▶ [Prompt] All lines between the start of the listing below and the line containing "-54,7 +54,7 @@", inclusive, must be repeated exactly.

▶ [Supplied material]

PR #119, opened 2023-10-05
document about docker

sonichi:

Recommend using docker for code execution.

## Checks

### DIFF
--- a/README.md
+++ b/README.md
@@ -54,7 +54,7 @@ pip install "pyautogen[blendsearch]"
 
 Find more options in [Installation](https://microsoft.github.io/autogen/docs/Installation).
 <!-- Each of the [`notebook examples`](https://github.com/microsoft/autogen/tree/main/notebook) may require a specific option to be installed. -->
-For code execution, we strongly recommend using [docker](https://microsoft.github.io/autogen/FAQ#code-execution).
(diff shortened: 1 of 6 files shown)


pcdeadeasy (commented):
Changes look good. Do you think we need to write about the DevContainer option?

afourney (commented):
Looks reasonable. I would recommend the following two changes:

**README.md**
For code execution, we strongly recommend using docker. ->
For code execution, we strongly recommend installing the python docker package, and using Docker.

**conversible_agents.py**
Default is True when the docker package is installed, which will be converted into a list. We strongly recommend using docker for code execution.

▶ [Solved exercise]
PR #119, opened 2023-10-05
document about docker

sonichi:

Recommend using docker for code execution.

## Checks

### DIFF
--- a/README.md
+++ b/README.md
@@ -54,7 +54,7 @@ pip install "pyautogen[blendsearch]"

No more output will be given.